🤖 AI Summary
Masked Diffusion Models (MDMs) suffer from sequential decoding’s strong dependence on ordering heuristics—e.g., confidence-based sampling—which exhibit myopia, error accumulation, and inability to leverage test-time compute. This work proposes a lookahead decoding framework that requires no external reward model: it reformulates decoding as a path-selection problem guided by sequence-level uncertainty calibration; introduces a differentiable verifier for importance sampling; and couples a path generator–verifier architecture with ensemble-level importance sampling. Crucially, only 2–3 parallel decoding paths suffice for efficient inference. Evaluated across six benchmarks spanning mathematical reasoning, planning, and code generation, the method significantly outperforms existing baselines. When integrated into LLaDA, it matches the performance of RL-tuned LLaDA 1.5—and further surpasses it—demonstrating both effectiveness and scalability.
📝 Abstract
Masked Diffusion Models (MDMs) as language models generate by iteratively unmasking tokens, yet their performance crucially depends on the inference time order of unmasking.

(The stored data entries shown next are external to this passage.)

PR #884, opened 2024-01-24
[MAINT] ignore warning raised by polars.to_pandas()

jeromedockes:


jeromedockes:
not sure if really needed, I was having it locally but not anymore after updating pyarrow

glemaitre:
Let's skip it for the moment. Until we don't have a way to have the dependencies kind of build in the CI, we are going to run behind those.

Since it disappear, let's close.

PR #885, opened 2024-01-25
add polars support to the joiner

jeromedockes:
probably still a bit too early; we would need to install dataframe-api-compat from git because otherwise accessing `dtype` on a dataframe api column which represents a pandas datetime column raises an exception


jeromedockes:
this was trying out the dataframe api but we went in another direction

PR #887, opened 2024-02-13
MAINT ignore deprecation warning arising from pandas after numpy 1.25

jeromedockes:


pyproject.toml
```diff
@@ -47,6 +47,9 @@ filterwarnings = [
     'ignore:.*Attribute n is deprecated.*:DeprecationWarning',
     # FIXME we need to decided what to do with pyarrow that is required by pandas >= 3.0
     'ignore:(?s).*Pyarrow will become a required dependency of pandas.*:DeprecationWarning',
+    # accessing .values on a pandas dataframe raises this warning after numpy 1.25;
```
glemaitre, line 50: I prefer to call `.to_numpy()` instead of `.values`. I don't know if the warning would still be raised.

glemaitre (approved):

Prevailing heuristics, such as confidence based sampling, are myopic: they optimize locally, fail to leverage extra test-time compute, and let early decoding mistakes cascade. We propose Lookahead Unmasking (LookUM), which addresses these concerns by reformulating sampling as path selection over all possible unmasking orders without the need for an external reward model. Our framework couples (i) a path generator that proposes paths by sampling from pools of unmasking sets with (ii) a verifier that computes the uncertainty of the proposed paths and performs importance sampling to subsequently select the final paths. Empirically, erroneous unmasking measurably inflates sequence level uncertainty, and our method exploits this to avoid error-prone trajectories. We validate our framework across six benchmarks, such as mathematics, planning, and coding, and demonstrate consistent performance improvements. LookUM requires only two to three paths to achieve peak performance, demonstrating remarkably efficient path selection. The consistent improvements on both LLaDA and post-trained LLaDA 1.5 are particularly striking: base LLaDA with LookUM rivals the performance of RL-tuned LLaDA 1.5, while LookUM further enhances LLaDA 1.5 itself showing that uncertainty based verification provides orthogonal benefits to reinforcement learning and underscoring the versatility of our framework. Code will be publicly released.